> Prompt:
The required output is the lines below from the line containing "PR #5656, opened 2024-06-30" to the line containing "Looking good, as far as I can read this stuff", inclusive, retyped exactly. No other lines belong in it.

> Data entries:
============================================================

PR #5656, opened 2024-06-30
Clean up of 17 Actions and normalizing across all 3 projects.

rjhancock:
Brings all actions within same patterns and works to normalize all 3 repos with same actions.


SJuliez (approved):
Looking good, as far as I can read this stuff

============================================================

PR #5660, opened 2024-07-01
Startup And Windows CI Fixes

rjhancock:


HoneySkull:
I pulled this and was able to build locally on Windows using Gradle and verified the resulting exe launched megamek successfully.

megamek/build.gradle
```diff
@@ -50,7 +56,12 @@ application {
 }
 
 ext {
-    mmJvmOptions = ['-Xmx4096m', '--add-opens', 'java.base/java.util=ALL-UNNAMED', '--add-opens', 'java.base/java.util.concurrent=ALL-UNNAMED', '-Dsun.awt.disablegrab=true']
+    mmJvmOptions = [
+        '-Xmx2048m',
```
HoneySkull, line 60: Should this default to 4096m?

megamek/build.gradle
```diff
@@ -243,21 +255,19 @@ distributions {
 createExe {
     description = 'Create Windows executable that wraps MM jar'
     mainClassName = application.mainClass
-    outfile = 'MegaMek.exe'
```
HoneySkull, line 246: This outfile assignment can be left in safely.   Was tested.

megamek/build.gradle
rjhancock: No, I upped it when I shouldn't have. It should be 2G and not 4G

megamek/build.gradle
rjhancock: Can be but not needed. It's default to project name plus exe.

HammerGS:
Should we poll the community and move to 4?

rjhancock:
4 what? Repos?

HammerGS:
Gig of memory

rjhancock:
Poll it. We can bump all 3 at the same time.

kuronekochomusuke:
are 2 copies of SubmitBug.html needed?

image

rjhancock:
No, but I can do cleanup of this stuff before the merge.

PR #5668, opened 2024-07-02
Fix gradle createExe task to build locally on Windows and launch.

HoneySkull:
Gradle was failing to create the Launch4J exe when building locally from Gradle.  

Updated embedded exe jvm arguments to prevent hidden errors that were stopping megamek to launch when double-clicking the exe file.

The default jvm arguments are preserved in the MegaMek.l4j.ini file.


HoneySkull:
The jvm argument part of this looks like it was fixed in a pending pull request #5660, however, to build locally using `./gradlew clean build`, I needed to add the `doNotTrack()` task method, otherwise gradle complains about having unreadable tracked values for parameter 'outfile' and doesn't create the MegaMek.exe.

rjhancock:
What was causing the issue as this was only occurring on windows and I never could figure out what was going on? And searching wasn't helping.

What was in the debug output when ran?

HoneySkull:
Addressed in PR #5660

============================================================

> Answer for the task:
PR #5656, opened 2024-06-30
Clean up of 17 Actions and normalizing across all 3 projects.

rjhancock:
Brings all actions within same patterns and works to normalize all 3 repos with same actions.


SJuliez (approved):
Looking good, as far as I can read this stuff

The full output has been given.